> _DESCRIPTION OF THE TASK_: Scan the entries and tally the lines that include the string "looks". Reply with the figure alone.

> _DATA UNDER STUDY_:
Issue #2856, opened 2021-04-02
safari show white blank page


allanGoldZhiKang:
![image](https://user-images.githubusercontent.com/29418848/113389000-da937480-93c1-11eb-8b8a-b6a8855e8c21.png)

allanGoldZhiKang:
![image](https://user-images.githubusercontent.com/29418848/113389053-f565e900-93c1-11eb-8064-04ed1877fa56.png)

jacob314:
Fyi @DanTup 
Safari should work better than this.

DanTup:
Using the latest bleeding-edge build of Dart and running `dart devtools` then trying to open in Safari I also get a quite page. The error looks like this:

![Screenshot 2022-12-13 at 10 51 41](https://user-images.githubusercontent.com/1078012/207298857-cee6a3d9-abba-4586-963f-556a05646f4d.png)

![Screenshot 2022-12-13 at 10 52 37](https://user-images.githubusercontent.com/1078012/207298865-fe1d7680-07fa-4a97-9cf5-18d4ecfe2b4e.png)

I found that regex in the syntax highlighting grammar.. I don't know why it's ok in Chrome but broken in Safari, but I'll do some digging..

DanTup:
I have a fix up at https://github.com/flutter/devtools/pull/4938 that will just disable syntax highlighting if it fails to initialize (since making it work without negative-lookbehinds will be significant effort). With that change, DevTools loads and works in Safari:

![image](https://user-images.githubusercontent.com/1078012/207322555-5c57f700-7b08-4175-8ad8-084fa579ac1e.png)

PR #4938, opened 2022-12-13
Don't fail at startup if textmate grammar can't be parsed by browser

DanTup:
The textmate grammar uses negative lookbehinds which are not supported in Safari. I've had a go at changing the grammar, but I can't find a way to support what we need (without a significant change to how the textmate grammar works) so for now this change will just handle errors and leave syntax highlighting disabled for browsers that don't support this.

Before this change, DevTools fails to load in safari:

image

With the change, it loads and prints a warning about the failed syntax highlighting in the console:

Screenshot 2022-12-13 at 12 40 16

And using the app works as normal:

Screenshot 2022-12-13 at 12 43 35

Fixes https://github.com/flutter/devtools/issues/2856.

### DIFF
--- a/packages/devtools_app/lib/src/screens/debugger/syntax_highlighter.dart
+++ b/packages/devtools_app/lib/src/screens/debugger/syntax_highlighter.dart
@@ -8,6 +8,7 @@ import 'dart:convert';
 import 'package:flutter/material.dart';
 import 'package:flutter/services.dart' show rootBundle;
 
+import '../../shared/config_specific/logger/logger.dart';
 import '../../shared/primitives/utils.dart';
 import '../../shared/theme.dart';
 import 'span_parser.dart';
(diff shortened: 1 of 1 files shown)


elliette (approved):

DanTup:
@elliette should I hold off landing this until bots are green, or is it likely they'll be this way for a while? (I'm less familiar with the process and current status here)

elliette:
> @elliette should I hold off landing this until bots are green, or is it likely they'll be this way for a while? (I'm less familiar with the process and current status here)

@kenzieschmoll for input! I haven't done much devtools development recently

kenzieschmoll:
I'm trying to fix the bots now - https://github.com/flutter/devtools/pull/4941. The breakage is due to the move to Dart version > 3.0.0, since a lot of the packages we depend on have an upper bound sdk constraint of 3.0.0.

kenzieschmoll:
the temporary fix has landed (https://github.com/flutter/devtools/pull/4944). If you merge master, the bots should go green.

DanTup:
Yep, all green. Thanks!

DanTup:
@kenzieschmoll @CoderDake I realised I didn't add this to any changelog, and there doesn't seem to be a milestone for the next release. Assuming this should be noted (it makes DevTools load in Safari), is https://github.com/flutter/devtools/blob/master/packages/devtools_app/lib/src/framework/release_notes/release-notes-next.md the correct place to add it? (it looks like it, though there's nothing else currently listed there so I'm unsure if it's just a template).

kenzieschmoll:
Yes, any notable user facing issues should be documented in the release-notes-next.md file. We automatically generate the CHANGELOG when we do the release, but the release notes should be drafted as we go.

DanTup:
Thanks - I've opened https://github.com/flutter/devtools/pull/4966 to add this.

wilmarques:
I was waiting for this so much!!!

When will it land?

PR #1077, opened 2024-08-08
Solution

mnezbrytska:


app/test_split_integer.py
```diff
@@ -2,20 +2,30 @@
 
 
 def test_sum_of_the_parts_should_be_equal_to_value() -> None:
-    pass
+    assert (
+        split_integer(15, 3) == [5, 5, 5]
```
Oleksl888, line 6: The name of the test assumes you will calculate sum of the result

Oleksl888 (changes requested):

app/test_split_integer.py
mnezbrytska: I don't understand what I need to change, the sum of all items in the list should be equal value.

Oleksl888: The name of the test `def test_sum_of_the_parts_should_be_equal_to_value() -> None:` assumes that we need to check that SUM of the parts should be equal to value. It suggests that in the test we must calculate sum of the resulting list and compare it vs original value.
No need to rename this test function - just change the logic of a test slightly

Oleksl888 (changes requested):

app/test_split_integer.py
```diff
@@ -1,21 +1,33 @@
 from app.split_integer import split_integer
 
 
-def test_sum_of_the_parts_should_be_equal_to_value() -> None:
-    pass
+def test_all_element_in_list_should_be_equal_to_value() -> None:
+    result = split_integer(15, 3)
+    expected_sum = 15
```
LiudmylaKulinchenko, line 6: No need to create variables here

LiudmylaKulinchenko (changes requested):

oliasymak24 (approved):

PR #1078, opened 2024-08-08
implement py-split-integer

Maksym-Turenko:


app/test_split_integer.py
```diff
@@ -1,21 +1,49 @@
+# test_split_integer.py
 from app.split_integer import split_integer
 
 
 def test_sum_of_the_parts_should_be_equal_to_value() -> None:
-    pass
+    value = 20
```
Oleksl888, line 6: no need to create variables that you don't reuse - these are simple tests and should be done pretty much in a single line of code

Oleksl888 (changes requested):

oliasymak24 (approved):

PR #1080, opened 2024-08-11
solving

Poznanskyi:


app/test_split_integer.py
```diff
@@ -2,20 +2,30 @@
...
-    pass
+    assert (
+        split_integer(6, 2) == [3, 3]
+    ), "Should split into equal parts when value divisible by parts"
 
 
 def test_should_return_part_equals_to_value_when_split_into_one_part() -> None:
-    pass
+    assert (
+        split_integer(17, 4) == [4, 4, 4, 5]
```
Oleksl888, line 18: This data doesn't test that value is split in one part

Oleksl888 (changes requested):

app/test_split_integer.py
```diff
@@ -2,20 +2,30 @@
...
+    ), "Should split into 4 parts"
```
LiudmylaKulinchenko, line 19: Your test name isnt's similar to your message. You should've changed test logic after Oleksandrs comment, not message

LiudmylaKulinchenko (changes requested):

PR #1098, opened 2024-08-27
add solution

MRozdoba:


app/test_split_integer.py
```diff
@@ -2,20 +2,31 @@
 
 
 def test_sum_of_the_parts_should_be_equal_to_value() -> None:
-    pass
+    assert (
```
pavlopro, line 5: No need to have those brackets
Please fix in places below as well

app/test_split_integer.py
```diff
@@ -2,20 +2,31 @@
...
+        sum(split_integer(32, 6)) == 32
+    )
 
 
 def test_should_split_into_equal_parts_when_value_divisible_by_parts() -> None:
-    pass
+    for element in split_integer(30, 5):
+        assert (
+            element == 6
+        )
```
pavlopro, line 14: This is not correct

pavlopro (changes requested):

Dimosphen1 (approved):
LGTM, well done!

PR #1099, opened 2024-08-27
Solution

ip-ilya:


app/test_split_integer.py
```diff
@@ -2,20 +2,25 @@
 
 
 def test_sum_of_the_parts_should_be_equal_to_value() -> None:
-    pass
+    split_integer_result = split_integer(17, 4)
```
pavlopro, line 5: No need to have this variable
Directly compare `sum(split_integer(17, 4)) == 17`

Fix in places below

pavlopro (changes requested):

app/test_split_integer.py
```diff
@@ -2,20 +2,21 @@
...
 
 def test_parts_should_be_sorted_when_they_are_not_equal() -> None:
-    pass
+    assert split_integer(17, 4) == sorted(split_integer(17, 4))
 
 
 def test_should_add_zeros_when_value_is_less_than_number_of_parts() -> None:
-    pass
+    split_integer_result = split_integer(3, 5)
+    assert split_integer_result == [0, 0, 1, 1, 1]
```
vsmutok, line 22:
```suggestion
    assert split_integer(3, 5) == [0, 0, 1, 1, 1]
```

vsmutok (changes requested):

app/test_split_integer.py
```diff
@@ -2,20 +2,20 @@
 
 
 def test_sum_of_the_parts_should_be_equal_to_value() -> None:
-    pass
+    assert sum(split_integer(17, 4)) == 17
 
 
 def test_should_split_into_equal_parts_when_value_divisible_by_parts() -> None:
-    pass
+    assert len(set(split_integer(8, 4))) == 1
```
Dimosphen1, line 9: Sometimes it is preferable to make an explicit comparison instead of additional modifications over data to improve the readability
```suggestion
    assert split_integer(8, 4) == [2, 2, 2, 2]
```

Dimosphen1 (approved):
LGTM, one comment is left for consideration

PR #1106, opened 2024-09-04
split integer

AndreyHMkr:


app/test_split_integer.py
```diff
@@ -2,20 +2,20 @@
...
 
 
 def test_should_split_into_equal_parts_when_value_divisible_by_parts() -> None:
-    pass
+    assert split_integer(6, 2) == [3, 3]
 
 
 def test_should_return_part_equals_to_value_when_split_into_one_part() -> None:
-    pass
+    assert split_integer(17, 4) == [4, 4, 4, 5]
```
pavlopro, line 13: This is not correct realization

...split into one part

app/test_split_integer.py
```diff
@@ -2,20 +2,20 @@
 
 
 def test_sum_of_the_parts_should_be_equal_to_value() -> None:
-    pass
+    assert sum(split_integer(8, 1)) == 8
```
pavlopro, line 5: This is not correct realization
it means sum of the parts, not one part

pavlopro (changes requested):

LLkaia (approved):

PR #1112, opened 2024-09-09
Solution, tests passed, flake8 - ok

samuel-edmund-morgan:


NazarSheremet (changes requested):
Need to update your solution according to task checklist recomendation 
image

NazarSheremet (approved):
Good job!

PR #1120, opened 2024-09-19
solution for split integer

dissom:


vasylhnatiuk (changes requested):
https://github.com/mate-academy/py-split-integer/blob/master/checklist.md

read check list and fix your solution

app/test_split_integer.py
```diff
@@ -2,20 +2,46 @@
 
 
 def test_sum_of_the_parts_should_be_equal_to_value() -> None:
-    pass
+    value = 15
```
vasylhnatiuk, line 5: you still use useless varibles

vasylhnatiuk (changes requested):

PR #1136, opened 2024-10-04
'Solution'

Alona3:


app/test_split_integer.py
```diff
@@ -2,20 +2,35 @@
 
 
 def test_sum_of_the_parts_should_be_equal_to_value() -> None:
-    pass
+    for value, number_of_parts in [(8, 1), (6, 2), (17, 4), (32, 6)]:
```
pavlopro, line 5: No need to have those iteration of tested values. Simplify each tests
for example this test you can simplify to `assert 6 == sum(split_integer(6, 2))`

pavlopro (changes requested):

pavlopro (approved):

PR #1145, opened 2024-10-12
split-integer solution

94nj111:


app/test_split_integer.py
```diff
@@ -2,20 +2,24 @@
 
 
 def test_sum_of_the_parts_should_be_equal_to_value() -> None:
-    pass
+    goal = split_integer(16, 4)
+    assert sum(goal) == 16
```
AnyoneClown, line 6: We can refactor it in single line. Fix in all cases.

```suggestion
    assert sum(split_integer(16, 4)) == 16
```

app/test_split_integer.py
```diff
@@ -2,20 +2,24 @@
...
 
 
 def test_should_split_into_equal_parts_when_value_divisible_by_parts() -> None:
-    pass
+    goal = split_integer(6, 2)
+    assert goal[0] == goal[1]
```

> _ANSWER SECTION_: 2